A team of researchers developed an AI tool specifically trained to jailbreak other AI LLMs like the ones powering ChatGPT and Bard, allowing it to bypass content filters and safety protocols with a 20%+ success rate.
Whereas humans have been limited to having AI chatbots pretend to be someone and roleplay as an evil supervillain to bypass the security measures and guardrails put up by developers, researchers have now come up with a more reliable solution that’s significantly hard to patch up with frequent updates.
The success rate is a low 21.58% but it’s considerably higher than what you could do manually. One of the researchers said “We found that some classical analysis techniques can be transferred to analyze and identify problems/vulnerabilities in LLMs. This motivated the initial idea of this work: time-based analysis (like what has been done for traditional SQL injections) can help with LLM jailbreaking.”

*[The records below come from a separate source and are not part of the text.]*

PR #896, opened 2026-05-11
Refactor clickhouse-cloud to use the common script interface

alexey-milovidov:
## Summary

- Splits `clickhouse-cloud/benchmark.sh` into per-step scripts (`install`, `start`, `stop`, `check`, `load`, `query`, `data-size`) and exec's `lib/benchmark-common.sh`, matching `chyt` / `clickhouse-web`. Run-loop moves out of the deleted `run.sh`.
- Picks up the concurrent QPS / error-ratio measurement automatically. `collect-results.sh` now parses the new `Load time:` / `Data size:` / `Concurrent QPS:` log shape and emits `concurrent_qps` / `concurrent_error_ratio` in the result JSON.
- Adds `BENCH_MANAGED=yes` opt-in to `lib/benchmark-common.sh`. When set, the cold cycle collapses to a single `./check` — local OS page-cache flushes and `stop`/`start` are no-ops for SaaS engines anyway, and skipping the 60 s `wait_stopped` poll saves ~43 min of dead time per run (and the same again before the QPS window). `clickhouse-cloud` and `chyt` both opt in; `start` / `stop` for `clickhouse-cloud` are no-ops since the service is provisioned externally by `cloud-api.sh`.

## Test plan

- [ ] `bash -n` clean on all new scripts and on `lib/benchmark-common.sh`.
- [ ] Run `cloud-api.sh` end-to-end against a real cloud service and confirm: load completes, all 43 `[t1,t2,t3],` rows appear, `Concurrent QPS:` / `Concurrent error ratio:` lines appear, and `collect-results.sh` produces a JSON that includes `concurrent_qps` and `concurrent_error_ratio`.
- [ ] Verify wall-time savings vs previous behavior (cold cycles should be ~instant per query, not ~60 s).
- [ ] Spot-check a chyt run to confirm `BENCH_MANAGED=yes` doesn't regress its existing flow.


alexey-milovidov:
Does not work well from GitHub actions.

They manipulated the time-sensitive responses of chatbots like Bard, ChatGPT, and Bing Chat to create a proof-of-concept that can mount attacks to bypass the defenses in leading LLMs. This jailbreaker LLM and its composition is published on an arXiv paper.
Called MasterKey, it’s a fine-tuned LLM that works in two steps – time-based SQL injection to get around defensive strategies and an automatic generation process for jailbreak prompts. The framework is simply called Jailbreaker.